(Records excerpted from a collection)
╔══

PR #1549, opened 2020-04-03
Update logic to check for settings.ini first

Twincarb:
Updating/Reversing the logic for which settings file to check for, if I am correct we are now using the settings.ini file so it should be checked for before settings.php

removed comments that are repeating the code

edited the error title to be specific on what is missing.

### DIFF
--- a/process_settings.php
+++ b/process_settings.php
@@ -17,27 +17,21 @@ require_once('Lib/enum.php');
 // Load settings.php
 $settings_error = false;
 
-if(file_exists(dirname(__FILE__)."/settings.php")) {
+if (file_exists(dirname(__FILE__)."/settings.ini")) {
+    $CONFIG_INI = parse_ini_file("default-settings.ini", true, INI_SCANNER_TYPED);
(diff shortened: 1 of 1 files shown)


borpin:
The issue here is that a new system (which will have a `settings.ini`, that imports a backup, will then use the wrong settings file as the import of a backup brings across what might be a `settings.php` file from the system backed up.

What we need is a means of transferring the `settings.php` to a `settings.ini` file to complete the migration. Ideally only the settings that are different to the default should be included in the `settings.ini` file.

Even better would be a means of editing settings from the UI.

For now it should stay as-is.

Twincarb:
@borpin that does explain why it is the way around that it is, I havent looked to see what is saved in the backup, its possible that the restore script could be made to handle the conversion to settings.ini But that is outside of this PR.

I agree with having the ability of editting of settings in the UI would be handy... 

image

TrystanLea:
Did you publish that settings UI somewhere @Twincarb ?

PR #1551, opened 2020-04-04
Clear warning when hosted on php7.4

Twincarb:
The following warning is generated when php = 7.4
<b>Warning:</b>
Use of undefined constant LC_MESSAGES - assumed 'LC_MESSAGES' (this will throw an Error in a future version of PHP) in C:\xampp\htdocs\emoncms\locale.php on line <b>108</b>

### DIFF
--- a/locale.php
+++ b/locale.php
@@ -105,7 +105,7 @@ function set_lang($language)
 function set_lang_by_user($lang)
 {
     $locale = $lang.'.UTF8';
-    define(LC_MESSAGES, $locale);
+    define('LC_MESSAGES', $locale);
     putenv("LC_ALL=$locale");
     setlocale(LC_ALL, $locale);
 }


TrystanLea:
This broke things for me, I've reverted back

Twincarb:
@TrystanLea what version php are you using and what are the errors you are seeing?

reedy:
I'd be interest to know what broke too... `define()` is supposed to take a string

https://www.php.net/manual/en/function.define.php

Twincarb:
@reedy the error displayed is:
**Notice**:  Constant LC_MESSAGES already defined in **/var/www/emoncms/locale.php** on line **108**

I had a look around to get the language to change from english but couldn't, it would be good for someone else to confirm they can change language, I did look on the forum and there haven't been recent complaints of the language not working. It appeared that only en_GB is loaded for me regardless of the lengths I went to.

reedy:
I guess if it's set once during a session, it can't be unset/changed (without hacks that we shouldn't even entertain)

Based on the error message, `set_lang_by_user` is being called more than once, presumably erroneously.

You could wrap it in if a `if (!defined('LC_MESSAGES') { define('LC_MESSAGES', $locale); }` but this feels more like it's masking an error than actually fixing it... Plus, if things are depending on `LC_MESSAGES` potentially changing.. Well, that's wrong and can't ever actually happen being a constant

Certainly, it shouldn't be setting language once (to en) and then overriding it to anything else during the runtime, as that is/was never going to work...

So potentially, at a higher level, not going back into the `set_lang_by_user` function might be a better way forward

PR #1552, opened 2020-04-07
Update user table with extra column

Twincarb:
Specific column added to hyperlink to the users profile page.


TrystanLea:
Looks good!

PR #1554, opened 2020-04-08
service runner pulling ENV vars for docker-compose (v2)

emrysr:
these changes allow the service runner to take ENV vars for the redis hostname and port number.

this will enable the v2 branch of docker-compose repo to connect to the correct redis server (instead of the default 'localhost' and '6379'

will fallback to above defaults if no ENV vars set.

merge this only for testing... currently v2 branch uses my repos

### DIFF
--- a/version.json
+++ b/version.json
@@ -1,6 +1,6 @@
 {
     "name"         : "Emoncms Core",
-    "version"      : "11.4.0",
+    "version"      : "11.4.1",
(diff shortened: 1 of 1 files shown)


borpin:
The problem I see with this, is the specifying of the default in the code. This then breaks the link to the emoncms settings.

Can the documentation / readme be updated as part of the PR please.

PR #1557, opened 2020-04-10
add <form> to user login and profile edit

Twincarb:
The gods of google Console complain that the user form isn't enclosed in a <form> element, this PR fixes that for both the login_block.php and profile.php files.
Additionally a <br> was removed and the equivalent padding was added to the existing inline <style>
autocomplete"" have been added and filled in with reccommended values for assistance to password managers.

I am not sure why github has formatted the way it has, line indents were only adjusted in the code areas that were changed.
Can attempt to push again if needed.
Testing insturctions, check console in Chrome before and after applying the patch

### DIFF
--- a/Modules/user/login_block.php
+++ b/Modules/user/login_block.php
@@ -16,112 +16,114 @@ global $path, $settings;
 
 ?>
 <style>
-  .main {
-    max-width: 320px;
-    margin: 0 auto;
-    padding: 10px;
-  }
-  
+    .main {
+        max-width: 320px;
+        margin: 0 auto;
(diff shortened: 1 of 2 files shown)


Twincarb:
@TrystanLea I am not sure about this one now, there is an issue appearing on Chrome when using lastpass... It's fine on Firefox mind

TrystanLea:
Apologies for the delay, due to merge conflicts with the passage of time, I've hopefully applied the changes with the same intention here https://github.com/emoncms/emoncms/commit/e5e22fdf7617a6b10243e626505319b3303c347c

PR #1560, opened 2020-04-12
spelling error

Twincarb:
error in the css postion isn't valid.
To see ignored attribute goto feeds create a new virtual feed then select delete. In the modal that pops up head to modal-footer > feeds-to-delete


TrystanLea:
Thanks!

╚══

- [Problem statement]: Copy the data. Make sure every line matches exactly.

- [Your response]:
PR #1549, opened 2020-04-03
Update logic to check for settings.ini first

Twincarb:
Updating/Reversing the logic for which settings file to check for, if I am correct we are now using the settings.ini file so it should be checked for before settings.php

removed comments that are repeating the code

edited the error title to be specific on what is missing.

### DIFF
--- a/process_settings.php
+++ b/process_settings.php
@@ -17,27 +17,21 @@ require_once('Lib/enum.php');
 // Load settings.php
 $settings_error = false;
 
-if(file_exists(dirname(__FILE__)."/settings.php")) {
+if (file_exists(dirname(__FILE__)."/settings.ini")) {
+    $CONFIG_INI = parse_ini_file("default-settings.ini", true, INI_SCANNER_TYPED);
(diff shortened: 1 of 1 files shown)


borpin:
The issue here is that a new system (which will have a `settings.ini`, that imports a backup, will then use the wrong settings file as the import of a backup brings across what might be a `settings.php` file from the system backed up.

What we need is a means of transferring the `settings.php` to a `settings.ini` file to complete the migration. Ideally only the settings that are different to the default should be included in the `settings.ini` file.

Even better would be a means of editing settings from the UI.

For now it should stay as-is.

Twincarb:
@borpin that does explain why it is the way around that it is, I havent looked to see what is saved in the backup, its possible that the restore script could be made to handle the conversion to settings.ini But that is outside of this PR.

I agree with having the ability of editting of settings in the UI would be handy... 

image

TrystanLea:
Did you publish that settings UI somewhere @Twincarb ?

PR #1551, opened 2020-04-04
Clear warning when hosted on php7.4

Twincarb:
The following warning is generated when php = 7.4
<b>Warning:</b>
Use of undefined constant LC_MESSAGES - assumed 'LC_MESSAGES' (this will throw an Error in a future version of PHP) in C:\xampp\htdocs\emoncms\locale.php on line <b>108</b>

### DIFF
--- a/locale.php
+++ b/locale.php
@@ -105,7 +105,7 @@ function set_lang($language)
 function set_lang_by_user($lang)
 {
     $locale = $lang.'.UTF8';
-    define(LC_MESSAGES, $locale);
+    define('LC_MESSAGES', $locale);
     putenv("LC_ALL=$locale");
     setlocale(LC_ALL, $locale);
 }


TrystanLea:
This broke things for me, I've reverted back

Twincarb:
@TrystanLea what version php are you using and what are the errors you are seeing?

reedy:
I'd be interest to know what broke too... `define()` is supposed to take a string

https://www.php.net/manual/en/function.define.php

Twincarb:
@reedy the error displayed is:
**Notice**:  Constant LC_MESSAGES already defined in **/var/www/emoncms/locale.php** on line **108**

I had a look around to get the language to change from english but couldn't, it would be good for someone else to confirm they can change language, I did look on the forum and there haven't been recent complaints of the language not working. It appeared that only en_GB is loaded for me regardless of the lengths I went to.

reedy:
I guess if it's set once during a session, it can't be unset/changed (without hacks that we shouldn't even entertain)

Based on the error message, `set_lang_by_user` is being called more than once, presumably erroneously.

You could wrap it in if a `if (!defined('LC_MESSAGES') { define('LC_MESSAGES', $locale); }` but this feels more like it's masking an error than actually fixing it... Plus, if things are depending on `LC_MESSAGES` potentially changing.. Well, that's wrong and can't ever actually happen being a constant

Certainly, it shouldn't be setting language once (to en) and then overriding it to anything else during the runtime, as that is/was never going to work...

So potentially, at a higher level, not going back into the `set_lang_by_user` function might be a better way forward

PR #1552, opened 2020-04-07
Update user table with extra column

Twincarb:
Specific column added to hyperlink to the users profile page.


TrystanLea:
Looks good!

PR #1554, opened 2020-04-08
service runner pulling ENV vars for docker-compose (v2)

emrysr:
these changes allow the service runner to take ENV vars for the redis hostname and port number.

this will enable the v2 branch of docker-compose repo to connect to the correct redis server (instead of the default 'localhost' and '6379'

will fallback to above defaults if no ENV vars set.

merge this only for testing... currently v2 branch uses my repos

### DIFF
--- a/version.json
+++ b/version.json
@@ -1,6 +1,6 @@
 {
     "name"         : "Emoncms Core",
-    "version"      : "11.4.0",
+    "version"      : "11.4.1",
(diff shortened: 1 of 1 files shown)


borpin:
The problem I see with this, is the specifying of the default in the code. This then breaks the link to the emoncms settings.

Can the documentation / readme be updated as part of the PR please.

PR #1557, opened 2020-04-10
add <form> to user login and profile edit

Twincarb:
The gods of google Console complain that the user form isn't enclosed in a <form> element, this PR fixes that for both the login_block.php and profile.php files.
Additionally a <br> was removed and the equivalent padding was added to the existing inline <style>
autocomplete"" have been added and filled in with reccommended values for assistance to password managers.

I am not sure why github has formatted the way it has, line indents were only adjusted in the code areas that were changed.
Can attempt to push again if needed.
Testing insturctions, check console in Chrome before and after applying the patch

### DIFF
--- a/Modules/user/login_block.php
+++ b/Modules/user/login_block.php
@@ -16,112 +16,114 @@ global $path, $settings;
 
 ?>
 <style>
-  .main {
-    max-width: 320px;
-    margin: 0 auto;
-    padding: 10px;
-  }
-  
+    .main {
+        max-width: 320px;
+        margin: 0 auto;
(diff shortened: 1 of 2 files shown)


Twincarb:
@TrystanLea I am not sure about this one now, there is an issue appearing on Chrome when using lastpass... It's fine on Firefox mind

TrystanLea:
Apologies for the delay, due to merge conflicts with the passage of time, I've hopefully applied the changes with the same intention here https://github.com/emoncms/emoncms/commit/e5e22fdf7617a6b10243e626505319b3303c347c

PR #1560, opened 2020-04-12
spelling error

Twincarb:
error in the css postion isn't valid.
To see ignored attribute goto feeds create a new virtual feed then select delete. In the modal that pops up head to modal-footer > feeds-to-delete


TrystanLea:
Thanks!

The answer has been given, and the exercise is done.